In one study, scientists found 36% of commercially caught fish in the English Channel contained plastic, with microplastics present in all ten species studied; while in another, plastic microfibers were the dominant contaminant found in the stomachs of prawns collected from Galway Bay.

As Ireland prepares to join a host of other countries in banning microbeads — tiny plastic exfoliants found in personal care products — Labour TD for Cork East, Sean Sherlock, who proposed the legislation, acknowledges that Ireland, and the world, must do more.

Microbeads may be hogging the headlines, but they account for a relatively small percentage of microplastic pollution, with far more — like the aforementioned microfibers — coming from the washing of synthetic clothes, a source first highlighted by Irish biologist Dr Mark Browne in 2011.

“We know that around 1,400 microplastic fibres, on average, are released into your grey water if you wash something,” states Annemarie Mahon.

“In coming years, we are going to have to legislate for the amount of plastics that are used in general,” says Sean Sherlock. “We cannot have our oceans and beaches clogged with plastics.

“I believe there will have to be a global response to the proliferation of plastics — a radical response that culminates in the gradual phasing out of plastic bottles in favour of glass.

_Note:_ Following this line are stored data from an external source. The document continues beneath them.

PR #260, opened 2026-09-06
refactor(remote): put every client on one shared remote-stack contract

NorbertBodziony:
## Why

OpenBot has a second client of the remote stack (Cloudflare auth API → Signal service → WebRTC to a
host) and a third is planned: the desktop-as-client, the Expo app, and a web client. The question
that started this was whether to extract a shared package for that communication.

The answer is that the package already exists and is already the right shape — `@openbot/contracts`
for the wire, `@openbot/team-client` for behaviour. The work was not creating a package; it was
closing the specific gaps where a client had written the same thing out by hand instead.

The same shape validates independently in `pingdotgg/t3code`, which splits `packages/contracts`
(wire only) from `packages/client-runtime` (connection supervision) with all three apps importing
both and reimplementing nothing.

## What changed

Five commits, each independently shippable.

**`d317b956` — mobile onto the shared Team API route table.** `packages/contracts/src/team-api-routes.ts`
was created to kill bare Team API path literals; its header records that *"until this table every
path was a bare string literal on both of them … Nothing linked the copies, so a rename that missed
one half broke every remote server silently."* `apps/mobile` had zero references to it and
hand-wrote the whole table. It was the un-linked third copy the table exists to prevent.

**`edd544b7` — one Signal wire contract.** `SIGNAL_PROTOCOL_VERSION`, `SignalClientMessage`,
`SignalServerMessage`, `IceServer`, `RemoteTicketClaims` lived in `@openbot/remote-api`, which no
client imports, so four copies existed. The two desktop copies were also *weaker*: both ended in
`.loose()` over a flat bag of optionals, so `sdp`, `candidate` and `resumeToken` were
`string | undefined` on every branch and the compiler could not tell a `ready` from an
`ice-candidate`. Adopting the shared contract is a correctness improvement there, not just DRY.

This also ties `protocolMinimum: 2` — a bare literal in the issuer at
`apps/auth-api/src/server/remote-control-plane.ts` — to the constant the verifier in `remote/api`
checks. Issuer and verifier now share a type.

**`5032b271` — one decoder for the account API's session responses.** `RemoteSession` and
`RemoteSessionTicket` plus their decoders now live in `@openbot/contracts/remote-control-plane`, and
both clients run the same ones. This includes the Signal URL scheme check, which is the last place
that can refuse to put a bearer ticket on the wire in the clear.

**`b683c144` — keep the shared packages browser-safe.** Both are already node-free in non-code
paths, so this locks in a property that holds today rather than demanding a cleanup, and it is what
makes the future web client a drop-in. Plus `team-client`'s root export no longer re-exports all of
`@openbot/contracts/team-protocol`, which dragged every frozen adapter into any consumer of the
root; the three call sites that relied on it now name the subpath they need.

**`b707d6bf` — derive the TURN refresh interval from the service's TTL.** The service minted
credentials with a one-hour TTL and both peers refreshed at forty-five minutes, as three unlinked
literals. Shortening the TTL would have left both clients refreshing on the old schedule with
credentials that had already expired — and a peer only reads TURN when it needs the relay, so the
connection keeps working for everyone except the users behind a symmetric NAT. The interval is now
computed from the TTL rather than restated, so the two cannot drift. No value changes.

## Two things deliberately not merged

**Validation is not shared, on purpose.** `remote/api` keeps its zod schema for the untrusted
*client* input it accepts — byte limits, identifier patterns, a closed discriminated union — and
`signal-protocol/decode.ts` carries the guards a client runs over the *service's* output. One
implementation per trust direction. Neither is the other's mirror and neither should grow into one.
`remote/api`'s existing hardening tests are untouched.

**`@openbot/contracts` stays zero-runtime-dependency.** It is in the graph of a Cloudflare Worker, a
React Native app and an Electron renderer, and `apps/auth-api` has no zod at all — adding zod to
contracts would push it into the Worker's bundle. The new decoders use the existing
`runtime-values` guards in the house style.

The frozen per-version Team API codecs and adapters are untouched. Nothing here collapses a protocol
version.

## The packaging trap this had to fix

Depending on `@openbot/contracts` makes it `remote/api`'s first workspace dependency, and the
Dockerfile was not ready. The install stage was fine, but the **runtime stage never copied
`packages/contracts/src`** — contracts is consumed as raw TypeScript, so the node_modules symlink
resolved into a directory holding only a `package.json`. The image builds, the install succeeds, and
the container **crashes on first import at startup**.

Nothing caught this. No CI job builds the image, and `scripts/dependency-catalog.test.ts` asserted a
*manifest* is copied for each reachable workspace, which contracts already satisfied — it was
written for a different failure (bun refusing the pruned install), which is a build-time error. This
one is a runtime error in the shipped container.

So this PR adds the runtime-stage `COPY` and extends that test with a second assertion: for every
workspace reachable from `@openbot/remote-api`, the runtime stage copies its *source*, not just its
manifest.

## Surfaces touched

Desktop renderer (`src/renderer`), desktop main (`src/main`), mobile (`apps/mobile`), the account
Worker (`apps/auth-api`), the self-hosted Signal service (`remote/api`), and the shared packages
(`packages/contracts`, `packages/team-client`).

No migrations, no schema change, no persisted-state change. **No wire change** — every phase is a
type or module move, with no field added, removed or re-meant, so no new protocol version is needed.
IPC channels are untouched, so `src/renderer/src/preview/mock-openbot.ts` needs no matching edit;
`RemoteDesktopIceServer` became a type alias for the same shape it already declared.

## Watched them fail

Per AGENTS.md rule 2, four times:

1. Neutering the Signal URL scheme check in the shared decoder turned `central-auth-manager.test.ts`
   red on "accepts a private-LAN Signal URL for local Mobile Connect development". The mobile suite
   stayed green — it only asserts the positive case — so the shared rule is covered once, at the
   desktop.
2. Deleting the new `COPY packages/contracts` line turned `scripts/dependency-catalog.test.ts` red
   naming `packages/contracts`, then restored it.
3. `node:crypto` and `node:events` probes in both shared packages turned `bun run lint` red with
   exactly two `noNodejsModules` errors, and a probe in a `.test.ts` beside them correctly did not
   fire.
4. Setting the shared TURN TTL to thirty minutes turned `remote/api/test/tokens.test.ts:77` red on
   the minted credential's username — `1788705189` for the expected `1788706989` — which is the
   assertion that reaches the wire.

## Checks

`bun run lint` (5 pre-existing module-mock warnings, none from this branch), `bun run typecheck`
(11 projects), `bun run check:ui`, `bun run test:remote` (21), `bun run test:api` (158),
`bun run test:desktop -- packages src/main src/renderer/src/features/team` (85 files, 664 tests).
CI owns `check:desktop` and the rest.

### Not run — needs a decision

`bun run build` plus a packaged launch, and `bun run remote:check` plus a container start. Both are
outside the permitted fast set, and the container half is the direct verification for the Dockerfile
fix above. The test added in `edd544b7` is what stands in for it; a real image build would be worth
doing before this merges.

## Approvability

No `biome-ignore`, `@ts-expect-error`, `@ts-ignore`, `any`, or assertion past a checker anywhere in
the diff. The new `biome.json` `overrides` entry **raises** `correctness/noNodejsModules` from its
default `warn` to `error` for the two shared packages — it enables a rule rather than disabling one,
so it is not the escape hatch the approvability rule is about. Precedent is the existing `noConsole`
override, which enables a rule for a path subset the same way.

## Phase B of the plan is deliberately absent

The plan this came from had a sixth piece: migrate the client role of
`src/renderer/src/features/team/team-webrtc.ts` onto `createRemoteTeamPeer`, and unify ed25519 on
`@noble`. I did not do it, and I do not think it should be done as written.

`team-webrtc.ts` is a transport-only bridge worker — raw data channels over a MessagePort, no
knowledge of the app protocol. `createRemoteTeamPeer` is a whole remote-team client: ed25519
handshake, v2/v3 framing, an RPC map, event sequencing, session lifecycle, and no raw-channel egress
at all. Adopting it moves the desktop's protocol stack out of `src/main` and into a sandboxed hidden
`BrowserWindow`, across the trust boundary AGENTS.md calls non-negotiable, and takes
`team-webrtc-client-transport.ts` (759 lines), the bridge envelope, the host peer and the gateway
with it. The multiplexed host cannot survive it either: it builds each child peer by spreading the
client `PeerState`, and the shared peer has no host concept to spread from.

Unifying ed25519 would be a downgrade rather than a dedup. The security-relevant half is already
shared — all four handshake sites call `teamProtocolV2AuthenticationTranscript` from contracts. What
is left is six lines of Node's native ed25519 in `src/main` against ninety lines of hand-rolled
SPKI/PEM parsing plus a JS implementation. The stated reason for the swap ("the shared peer must
work in a browser") only applies if the peer runs in `src/main`, which the first point rules out.

The drift that was Phase B's evidence — the TURN constants — is fixed in `b707d6bf` at a small
fraction of the risk. Happy to scope the rest as its own branch if you want it anyway.

---


NorbertBodziony:
Split the runtime rebuild out of this PR into #261, per the review's scope finding. Moved: the macOS
dylib bundler and its verifier check, the workflow path/guard update, the `recipeVersion` 8 → 9 bump
that unpins the runtime, and the `fast-uri` lockfile bump that unblocks the rebuild. Nothing product
-side moved — this branch is unchanged apart from those six files, and #261 has exactly what came
out.

That also clears the P1 on `native-runtime.lock.json`: this PR no longer touches the lock, so merging
it cannot leave `main` unable to package. #261 stays a draft until the publish job's pin commit can
be folded into it.

Still open here from the review: the fail-closed suggestion on `remote-agent-decoding.ts`. Leaving it
as-is — the partial accept is deliberate and the file argues the case at the decoder. Treating one
unrepresentable model id as a protocol error took the whole server offline (agents, browser, desktop)
until an explicit reconnect, which is what `claude-fable-5-1[1m]` did.

NorbertBodziony:
Finding 1 is right and is fixed in `1c831b5e`. Moving the renderer onto the shared decoder dropped a
bound its own schema had carried — `sessionExpiresAt` was `z.number().int().positive()` and became a
plain integer — so zero and negatives decoded and were forwarded across the renderer-to-main
boundary, where `team-webrtc-bridge.ts` requires a positive integer and parses inside the
MessagePort listener. `peer-ready` now takes a `timestamp` guard; `sdpMLineIndex` keeps plain
`integer`, since zero is the first m-line rather than a malformed one. Added
`packages/contracts/src/signal-protocol/decode.test.ts` and watched it fail with `integer` restored
at the call site.

Finding 2 I think is wrong, and the reason is that `ensureCompatibility` does not merely fail one
call. `src/main/remote-server-client.ts:253-271`: when a `protocol_error` is on record it throws
**without touching the network** on every later call, until an explicit reconnect passes `refresh`.
`decodeOrProtocolError` on the model list is one of the paths that records it
(`remote-server-client.ts:432-436` → `#connections.reportError`), and lines 141, 153, 185 and 211
show agents, browser and remote desktop all pass through the same gate. So a whole-array rejection
does not degrade the model menu — it takes the entire server offline until the user reconnects by
hand. That is what `claude-fable-5-1[1m]` did.

The bracket-compatible guard addresses the id we saw, not the class. Model ids come from provider
CLIs that neither end of this wire controls, so a host on a newer CLI can always offer one this
build has no way to spell; a menu is the one payload here where an unrepresentable entry is a
missing option rather than a host talking nonsense, and an entry that fails the guard could not have
been selected anyway. A payload that is not a list at all still throws — the array itself is
validated, only its members are filtered.

Finding 3 stands and is the developer's call, not mine to act on unasked. The native-packaging half
did move out, to #261.

/norbiai review

NorbertBodziony:
Finding 1: you are right and I withdraw the rebuttal. `packages/contracts/AGENTS.md:22` says a
malformed known payload fails closed as `protocol_error`, and I argued the consequence instead of
the rule. Fixed in `9bcc4165` — both decoders validate the whole array again, and the Team API test
now asserts the contract (request rejects, connection records `protocol_error`) rather than partial
acceptance. Watched it fail with the filter restored: "promise resolved instead of rejecting".

Worth recording where the real fix sits, because the severity did not go away: failing closed here
takes agents, browser and remote desktop offline together until an explicit reconnect, so
`isAgentModel`'s charset is now the only thing between a legitimate provider-CLI id and a bricked
connection. That is why a model id is an opaque token there rather than a list of the models this
build knows, and `ipc.test.ts` pins the bracketed form. Said so in the comments on both decoders and
on the guard.

Finding 2 stands and is the developer's to decide — I am not splitting further unasked.

/norbiai review

NorbertBodziony:
Finding 1 is real and is fixed in `666c8b4d`. Confirmed the trace: `createSession` throws before a
session exists, so nothing calls `closeSession`, `#runtimeState` stays cached, `#ensureRuntime`
returns it untouched, and `SunshineMoonlightRuntime.start` returns the state it already holds — so
the process that was refused never restarted and "then try again" could not work. The gateway now
drops the runtime alongside the refusal, so the next attempt is a fresh Sunshine that reads the new
grant. It waits for the last session to close when one is live: that runtime is shared, and ending
another member's session is not this member's failed create's business, which `closeSession` already
covers.

`#stopRuntime` gathers the three lines the two existing teardowns each spelled out — a cleared
`#runtimeState` beside a live `#runtime` is exactly the state that latched this.

New test in `remote-screen-gateway.test.ts` is the reverse of the refusal test beside it. The fake
now models the real latch: a runtime is denied for its whole life and granting shows up as the next
one started. Watched it fail without the teardown — the second create rejects with the same
"Grant screen recording on the host, then try again."

Finding 2, the scope split: the developer has decided to keep this PR whole and merge it as one. So
it is not being split, and it is not an open question.

/norbiai review

NorbertBodziony:
Finding 1 is real and is fixed in `e989f508`. Confirmed both halves of it: `failPeer` only posts a
`peer-error`, and `classifyTransportError` (`remote-server-connection-status.ts:113`) reads
`webrtc_error` as `network_unavailable` with `retryable: true` — so the client reconnected into the
same service to be sent the same bytes, and the socket stayed open so the next frame arrived on a
connection whose state the dropped one was supposed to set.

Worth noting this catch is not new — `main` has the same `.catch((error) => failPeer(state, error))`
around `signalMessageSchema.parse`. What made the path live is this PR: the old schema was a
`.loose()` bag of optionals that threw for almost nothing, and the shared decoder throws for every
malformed known frame. So the finding belongs here.

Decode failures now report `protocol_error` and disconnect the peer.
`classifyTransportError` already suspends reconnection for that code and records the server
`incompatible`, so nothing downstream needed changing. The host gateway ignoring it is right —
`#recoverSignal` re-mints a ticket, which cannot fix a wire disagreement.

The outer catch keeps `failPeer` and now means only what handling a frame this peer *did* read can
throw — an ICE or SDP operation the browser refused, which is a connection failing and which a
reconnect can still fix. Splitting the two is the point.

New test in `team-webrtc.test.ts` sends a `ready` frame carrying an empty `resumeToken` and asserts
`protocol_error`, one `peer-disconnected`, and a closed socket. Watched it fail with the decode
failure routed back to `failPeer` — `code: "webrtc_error"`. The bridge start-up is now shared
between the two tests instead of duplicated.

Finding 2, the scope split: the developer has decided to keep this PR whole. That is settled, not an
open question.

/norbiai review

NorbertBodziony:
Both findings from the last round were real. Fixed in `d57fe236` and `2e7cd50f`.

**P1 — negative ICE indices.** `remote/api/src/protocol.ts:70` takes `sdpMLineIndex` as
`z.number().int().nonnegative().nullable()`; the client decoder took any integer, so `-1` decoded,
reached `addIceCandidate`, and came back as a browser refusal that `failPeer` reports as
`webrtc_error` — `network_unavailable`, retryable, socket still open. Exactly the path `e989f508`
closed for every other malformed frame. `decode.ts` now has an `mLineIndex` guard bounded at `< 0`
rather than the timestamp's `<= 0`, because zero is the first m-line; the test asserts both halves.
Watched it fail with the field back on plain `integer`: "expected [Function] to throw an error",
with the zero case still green.

**P2 — the HTTPS event stream left behind.** Confirmed, and slightly wider than reported: the same
line also drops *every* non-WebRTC entry in a released build (`keepOtherTransports` is off), and
`removedHostIds` reported neither, so neither was ever forgotten. `RemoteEventStream` has one
teardown — `forget` — and `ensure` branches on the transport it finds without aborting an HTTPS
controller already running for that id, so both transports deliver the same events and the stale
socket can mark a healthy host offline.

`reconcileWebRtcHosts` now returns `staleTransportHostIds`. It is a second list rather than more ids
in `removedHostIds` because the caller does something different with it: no `transport.disconnect`,
since these entries were never on the WebRTC transport and where the id survives the only thing a
disconnect could name is the entry that just replaced them. `#syncWebRtcHosts` clears their
connection state before `replaceServers`, because after it `ensure` answers for the new entry. Two
existing tests carry the report rather than a new one; watched both fail with the push removed
("expected [] to deeply equal [ 'host' ]").

Ran `bun run test:desktop` on `decode.test.ts`, `remote-server-host-directory.test.ts` and
`remote-server-manager.test.ts`, plus `bun run lint` and `bun run typecheck` (all 11 projects —
`typecheck:remote` and `typecheck:contracts` both green, which is what the shared decoder change
needed).

/norbiai review

NorbertBodziony:
P1 confirmed and fixed in `00c2b9ef`. It is the same defect `e989f508` closed in the desktop
renderer, on the surface I failed to carry it to — `packages/team-client` is what mobile runs, and
AGENTS.md "Hit every surface" names mobile explicitly. Traced the whole chain before fixing:
`handleSignal` decodes → the chain's `.catch` → `failPeer` → a plain `offline` update →
`mobile-workspace-context.tsx:632` → `recovery.offline` → `scheduleRetry`, which is five attempts
ten seconds apart and then one every two minutes for as long as the app is open.

**The peer** now splits the decode from the handling exactly as the renderer does. A decode failure
reports `code: "protocol_error"`; the outer `.catch` keeps `failPeer` and now means only what
handling a frame this peer *did* read can throw — an ICE or SDP operation the browser refused. The
synchronous `try` around `JSON.parse` is gone with it: a frame that is not JSON is the same
disagreement about the wire, not a different one.

**The recovery controller** gains `suspend`, which stops the loop rather than joining it, and mobile
routes `protocol_error` there. On reverse states — it is reversible three ways, so it is not a state
the app cannot leave: `refresh`, switching servers (the controller is per-server and is rebuilt),
and returning to the foreground. The last one is deliberate and the one a user reaches without
knowing it exists: the desktop they left to update is the reason the frame was unreadable, and it
starts one attempt, not a loop.

`"Signal returned an invalid message."` joins `SAFE_CONNECTION_ERRORS` — a fixed protocol string
with no user data. A `JSON.parse` message, which *can* echo frame bytes, is not in the set and still
redacts to `"SyntaxError."`.

Watched both new tests fail: the peer test with the classification dropped (`code` missing from the
update), the recovery test with `suspend` doing what `offline` does ("expected 2 to be 1"). Ran
`test:desktop` on `remote-peer.test.ts` and `remote-recovery.test.ts`, plus `lint`, `typecheck` (all
11, `typecheck:mobile` and `typecheck:team-client` included) and `check:ui`.

On the P3: the repository owner decided to keep #260 whole and merge it as one. That is settled and
not a finding I can close by argument — please treat it as accepted rather than re-raising it.

/norbiai review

“This will involve creative solutions such as setting up dispensing machines in supermarkets,” he adds.

Green Party Senator Grace O’Sullivan, who put microbeads on the agenda last September with her own bill on the matter, agrees more needs to be done.

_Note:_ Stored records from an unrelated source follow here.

PR #25, opened 2018-07-03
Automate prombench for GKE

sipian:
PR for modifying prombench into GKE
Although I have pushed all changes in 1 commit, the entire commit history can be seen [here](https://github.com/sipian/benchmark/pull/1)


README.md
```diff
@@ -1,6 +1,14 @@
+# prometheus-test-environment
+A Kubernetes cluster preconfigured for E2E testing and benchmarking Prometheus
+
+The design details and instructions on how to run can be found [here](design.md)
```
krasi-georgiev: I think this should be like (blob/master/design.md)

README.md
```diff
@@ -1,6 +1,14 @@
...
+
 # A benchmarking tool preconfigured for testing Prometheus
 1. Create the k8s cluster described by a configuration file.
 2. Apply a k8s resource file to create all required pods,services and config maps.
+3. Create a service account with Kubernetes Admin access 
+4. Follow [this](https://github.com/coreos/prometheus-operator/issues/357#issuecomment-363498455) to get primaryemail of the serviceaccount user and add this to \_rbac.yaml
+
```
krasi-georgiev: do we still need this step?

cmd/prombench/main.go
```diff
@@ -19,35 +19,35 @@ func main() {
...
-	k8sGKECluster := k8sGKE.Command("cluster", "Create or delete k8s clusters")
-	k8sGKECluster.Command("create", "gke cluster create -a key.json  -c ../../config/cluster.yaml").
-		Action(g.ClusterCreate)
-	k8sGKECluster.Command("delete", "gke cluster delete -a key.json  -c ../../config/cluster.yaml").
-		Action(g.ClusterDelete)
+	k8sGKECluster := k8sGKE.Command("cluster", "Scale up or down a k8s clusters by creating node-pools")
+	k8sGKECluster.Command("scaleUp", "gke cluster scaleUp -a key.json  -c ../../config/node-pool.yaml").
+		Action(g.NodePoolCreate)
+	k8sGKECluster.Command("scaleDown", "gke cluster scaleDown -a key.json  -c ../../config/node-pool.yaml").
+		Action(g.NodePoolDelete)
```
krasi-georgiev: can we  keep as there is a chance to need all of them at some point.

```
cluster create
cluster delete
nodePool create
nodePool delete
```

design.md
```diff
@@ -0,0 +1,25 @@
+# Prombench
+
+The proposal for Prometheus CI project can be found [here](https://docs.google.com/document/d/1aCGHS0hOrh3LiQLuOa1EWA6knF7HmqWbhp3ev66hB7Y/edit?ouid=118160464041419930165&usp=docs_home&ths=true)
+
+The TODO list can be found [here](https://github.com/sipian/prombench/issues/5)
```
krasi-georgiev: lets more all to the github issues in the prombench repo and remove this line.

prow-files/pr-image-builder/Dockerfile
```diff
@@ -0,0 +1,22 @@
...
+		software-properties-common \
+		git \
+		make \
+		&& rm -rf /var/lib/apt/lists/*
+
+RUN curl -fsSL https://download.docker.com/linux/debian/gpg | apt-key add -
+RUN add-apt-repository "deb [arch=amd64] https://download.docker.com/linux/debian $(lsb_release -cs) stable"
+
+RUN apt-get update
+RUN apt-get -y install docker-ce
```
krasi-georgiev: what are we using this for and can't we use : https://hub.docker.com/_/docker/ ?

README.md
sipian: The ReadME is outdated. I'll update it

manifests/7_ingress.yaml
```diff
@@ -0,0 +1,34 @@
+apiVersion: extensions/v1beta1
+kind: Ingress
+metadata:
+  name: ingress-prombench-9-prometheus-meta
```
sipian: I accidentally committed prombench-9 instead of prombench-{{.PR_NUMBER}}
Will fix this in next commit

krasi-georgiev: git commit --amend :)

manifests/6_grafana.yaml
```diff
@@ -0,0 +1,74 @@
...
+        #     cpu: 100m
+        #     memory: 100Mi
+        env:
+          # The following env variables set up basic auth twith the default admin user and admin password.
+          - name: GF_PATHS_PROVISIONING
+            value: "/opt/grafana-provision-files"
+          - name: GF_SECURITY_ADMIN_PASSWORD
+            value: admin
+          - name: GF_SERVER_ROOT_URL
+            value: "http://{{.INGRESS_IP}}/prombench-{{ .PR_NUMBER }}/grafana/"
```
krasi-georgiev: where do you set the INGRESS_IP var?

manifests/7_ingress.yaml
sipian: :grin:

manifests/6_grafana.yaml
sipian: There are 2 ways of setting this
- we save ingress-ip in the prow config & prow saves this as an environment variable in the prowjob
- (preferred) we use a hostname in-place of INGRESS_IP, which will be resolved by an external DNS.

README.md
sipian: But we still need a service-account to authenticate the GKE API

manifests/6_grafana.yaml
krasi-georgiev: will this need to be manually set or we query this from some API?

cmd/prombench/main.go
sipian: [bb340ed](https://github.com/prometheus/prombench/pull/25/commits/bb340ede8db305abfa0256ac1052fd406ead00b6) adds these

cmd/prombench/main.go
```diff
@@ -16,38 +16,53 @@ func main() {
...
+		Required().
+		PlaceHolder("service-account.json").
 		Short('a').
 		ExistingFileVar(&g.AuthFile)
+	k8sGKE.Flag("config", "GKE cluster-config yaml file").
+		PlaceHolder("cluster.yaml").
+		Short('c').
+		Default("config/cluster.yaml").
+		ExistingFileVar(&g.ConfigFile)
+	k8sGKE.Flag("pool", "GKE Nodepool-config yaml file").
```
krasi-georgiev: I would say lets keep both configs in `cluster.yaml` keeps it less confusing and no need for a separate flag.

sipian: I kept it separate because when benchmarking is triggered, just prombench node-pools should be made, not prow. Since [createClusterRequest](cloud.google.com/go/container/apiv1) & [createNodePoolRequest](https://godoc.org/cloud.google.com/go/container/apiv1#ClusterManagerClient.CreateNodePool) are different structs, I have made 2 different files.

manifests/6_grafana.yaml
sipian: I prefer using a hostname, something like `prombench.prometheus.io`
With this just we just need to set the INGRESS_IP at the DNS server.
So if for some reason, cluster needs to be redeployed & INGRESS_IP changes, there will be no need to change the prow-config

sipian:
@krasi-georgiev 
How about creating 1 prometheus-meta & 1 grafana to monitor all instances of prombench.
This will greatly simplify the logic of allowing anonymous user access to grafana graphs and exposing ingress paths

cmd/prombench/main.go
krasi-georgiev: my idea is to use the same file, but use the parts that a needed for the command that is executed.

krasi-georgiev:
Aaah I just noticed that you have deployed 2. We definitely need only 2 as otherwise triggering alerts and comparing results would be difficult.

cmd/prombench/main.go
krasi-georgiev: so you will parse the entyre file, but just use the `nodepools` for `nodePool create` and the `cluster` for `cluster create`

sipian:
Could you clarify what 2 things have been deployed & what 1 thing do we need?

prow-files/pr-image-builder/Dockerfile
sipian: Since we need an image containing both golang & docker, one thing needs to be manually installed.
That's why I'm installing docker manually

config/cluster.yaml
```diff
@@ -1,38 +1,33 @@
...
+        isolation: prometheus
+  - name: nodes-{{ .PR_NUMBER }}
+    initialnodecount: 1
     config:
-      machinetype: n1-standard-1
+      machinetype: n1-standard-2
       imagetype: COS
       disksizegb: 100
-      localssdcount: 1
+      localssdcount: 0
```
krasi-georgiev: maybe a comment why we don't need a ssd here?

sipian: Fixed by [6e6312f](https://github.com/prometheus/prombench/pull/25/commits/6e6312f8046b6e36bf708bcc88fcdd3952a1d5b6)

config/cluster.yaml
```diff
@@ -1,38 +1,33 @@
...
+        isolation: prometheus
+  - name: nodes-{{ .PR_NUMBER }}
+    initialnodecount: 1
     config:
-      machinetype: n1-standard-1
+      machinetype: n1-standard-2
       imagetype: COS
       disksizegb: 100
-      localssdcount: 1
+      localssdcount: 0  #SSD not needed for fake-webservers (has lesser disk operations)
```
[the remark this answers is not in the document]
sipian: No
Every VM has access to a hard-disk
This flag associates a SSD with the VM to allow for fast risk IO operation.
I don't know if it's necessary for benchmarking. But the previous prombench had it

provider/gke/gke.go
```diff
@@ -48,7 +47,7 @@ type GKE struct {
 	// These are also used when the command requires some variables that are not provided by the deployment file.
 	DeploymentVars map[string]string
 	// DeploymentFile content after substituting the variables filename is used as the map key.
-	deploymentsContent map[string][]byte
+	deploymentsContent []provider.ResourceFile
```
sipian: Using maps, the order of manifest files is not preserved.
For `-f b.yaml -f a.yaml`, we should process b.yaml first.
Also for `-f folder`, we should process in order of files present in the folder.

krasi-georgiev: yes good point , we still need to know the the filename somehow for the logging.

krasi-georgiev: yep good, point, it would be good to put a comment comment somewhere that when a folder is provided the files are  applied in alphabetical order and when multiply files are provided by the -f flag these are also applied by their order.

“Not only do we need to ban the manufacture and sale, we also need to monitor the waterways,” she says.

“This comes down to consumer demand, and consumers are now recognising the effects of microbeads and microplastics on the whole eco system, and the food chain — from little shrimp right up to the larger species that eat the shrimp.”

And as long as that includes us, it’s imperative we all start to do our part to keep our oceans clean.